# First Cream Soap - first whip



## reinbeau (Mar 20, 2015)

I made this cream soap 2/26, whipped today, with no water - I am  absolutely amazed at the consistency! It's silken. I put it back to rot  more. I am very curious to see what I'm supposed to do with this stuff!  This was made with tallow stearic and lard.  I'm planning on leaving it  be for a good six months to rot but I wanted to just see what happened  if I whipped it now.  When I first made it it was so hard I had to chunk  it out of the crockpot!  I think I'll make another batch and let it rot  for a good long time also.


----------



## Dorymae (Mar 20, 2015)

Anne it is looking beautiful!  When your ready to try something with it, try this. 

Take 1 oz of cream soap and mix in 5 oz of sugar and about 15-30 ml of fragrance (I use the pipettes to measure it). Mix well and put it in a jar. This makes a wonderful foaming sugar scrub, with a very creamy consistency and just the right amount of soap to cleanse and rinse clean.

If you are using it yourself you can use it will no preservative if you scoop the amount you want to use before entering the shower. If you want to bring it in the shower where it may get water into it I highly recommend a preservative - all that sugar becomes a breeding ground when water is added.


----------



## reinbeau (Mar 20, 2015)

Awesome, thank you so much, Dorymae, I will definitely give that a try!  I have Optiphen MIT Plus to use as a preservative when I formulate.


----------



## Dorymae (Mar 20, 2015)

I think you will fall in love with it. I now use it every 3 days to exfoliate, whether I need it or not!  There is nothing quite as luxurious as cream soap, and it is very versatile!


----------



## DeeAnna (Mar 20, 2015)

Ooh, I have to try this too! Thank you for sharing this, Dorymae. 

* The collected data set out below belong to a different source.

PR #3302, opened 2024-03-26
add "python 3.12" to setup.py classifiers

agodbug:


fselmo:
Thanks @agodbug but we don't yet test against python 3.12 in our CI and don't want to advertise that we support 3.12 until that is in and passing. This is coming very soon and this change will be included in that PR.

PR #3304, opened 2024-03-26
validate percentile param & simplify percentile function @math.py

agodbug:


fselmo:
This seems harmless enough to bring in while the `percentile` method is there. I'm not sure how much use that part of the code base gets but this adds validation so 👍🏼

PR #3309, opened 2024-03-27
simplify check_if_retry_on_failure function @web3/providers/rpc/utils.py

agodbug:


fselmo:
These small changes as separate PRs do not seem like necessary changes

PR #7999, opened 2024-09-04
Filter Saved Search Based on AppName Supported by Language

LDrago27:
### Description

This PR aims to filter out unsupported Saved Searches (SQL and PPL based Saved Queries are not supported for Visualization) across the application namely in Dashboards and Visualize.

## Screenshot

Saved Search in Discover (contains all SQL, PPL, DQL, Lucene Searches)
image

Saved Search in Dashboards (contains DQL, Lucene based searches)
image

Saved Search in Visualize (contains DQL, Lucene based searches)
image

## Changelog

- skip

### Check List

- [ ] All tests pass
  - [ ] `yarn test:jest`

### DIFF
--- a/src/plugins/dashboard/public/application/utils/create_dashboard_container.tsx
+++ b/src/plugins/dashboard/public/application/utils/create_dashboard_container.tsx
@@ -282,7 +282,12 @@ const getEmptyScreenProps = (
             getFactory: embeddable.getEmbeddableFactory,
             notifications,
             overlays,
-            SavedObjectFinder: getSavedObjectFinder(savedObjects, uiSettings),
+            SavedObjectFinder: getSavedObjectFinder(
+              savedObjects,
+              uiSettings,
+              services.data,
+              services.application
+            ),
           });
         }
       } else {
--- a/src/plugins/saved_objects/public/finder/saved_object_finder.tsx
+++ b/src/plugins/saved_objects/public/finder/saved_object_finder.tsx
@@ -58,9 +58,12 @@ import {
   CoreStart,
   IUiSettingsClient,
   SavedObjectsStart,
+  ApplicationStart,
 } from 'src/core/public';
 
 import { DataSourceAttributes } from 'src/plugins/data_source/common/data_sources';
+import { DataPublicPluginStart } from 'src/plugins/data/public';
+import { first } from 'rxjs/operators';
 import { getIndexPatternTitle } from '../../../data/common/index_patterns/utils';
 import { LISTING_LIMIT_SETTING } from '../../common';
 
@@ -76,6 +79,7 @@ export interface SavedObjectMetaData<T = unknown> {
 interface FinderAttributes {
   title?: string;
   type: string;
+  kibanaSavedObjectMeta?: string;
 }
 
 interface SavedObjectFinderState {
@@ -122,6 +126,8 @@ export type SavedObjectFinderProps = SavedObjectFinderFixedPage | SavedObjectFin
 export type SavedObjectFinderUiProps = {
   savedObjects: CoreStart['savedObjects'];
   uiSettings: CoreStart['uiSettings'];
+  data: DataPublicPluginStart;
+  application: CoreStart['application'];
 } & SavedObjectFinderProps;
 
 class SavedObjectFinderUi extends React.Component<
@@ -137,10 +143,17 @@ class SavedObjectFinderUi extends React.Component<
     showFilter: PropTypes.bool,
   };
 
+  public async getCurrentAppId() {
+    const appId = await this.props.application.currentAppId$.pipe(first()).toPromise();
+    return appId;
+  }
+
+  readonly languageService = this.props.data.query.queryString.getLanguageService();
   private isComponentMounted: boolean = false;
 
   private debouncedFetch = _.debounce(async (query: string) => {
     const metaDataMap = this.getSavedObjectMetaDataMap();
+    const currentAppId = await this.getCurrentAppId();
 
     const fields = Object.values(metaDataMap)
       .map((metaData) => metaData.includeFields || [])
@@ -162,7 +175,7 @@ class SavedObjectFinderUi extends React.Component<
       return await client.get<DataSourceAttributes>('data-source', id);
     };
 
-    const savedObjects = await Promise.all(
+    let savedObjects = await Promise.all(
       resp.savedObjects.map(async (obj) => {
         if (obj.type === 'index-pattern') {
           const result = { ...obj };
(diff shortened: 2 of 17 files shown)


src/plugins/saved_objects/public/finder/saved_object_finder.tsx
```diff
@@ -178,6 +191,25 @@ class SavedObjectFinderUi extends React.Component<
       })
     );
 
+    // Filter search objects whose language are not supported by the current Application
+    savedObjects = savedObjects.filter((obj) => {
```
kavilla, line 195: i think we should filter the results similar to how it does `(obj.type === 'index-pattern')` on line 180. that way we keep const savedObjects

I made my first cream soap the first part of January with the intent for it to be a cream-style shave soap. It was awfully hard and difficult to mix at first but since I managed to get it mixed and loosened up (thank goodness for my KitchenAid mixer!), it has not hardened up again -- it's more of a sticky marshmallow fluff consistency. 

I've been playing with it off and on since then to see how the texture and lather changes with time. As a shave soap, it lathers well and has reasonably good "cushion". As a body soap, it's a wee high for cleansing (21), so I don't think I'd want to use it as an everyday bath soap. But for occasional use as an exfoliant, I think it would be fine. I'm gonna see if it works for me, anyways!


----------



## reinbeau (Mar 20, 2015)

This recipe is from a Facebook group where we're supposedly going to learn how to add things to it for various products (as Dorymae graciously shared above).


----------



## DeeAnna (Mar 20, 2015)

Cream Soapmakers? https://www.facebook.com/groups/CreamSoapers/ I see your post there, as well....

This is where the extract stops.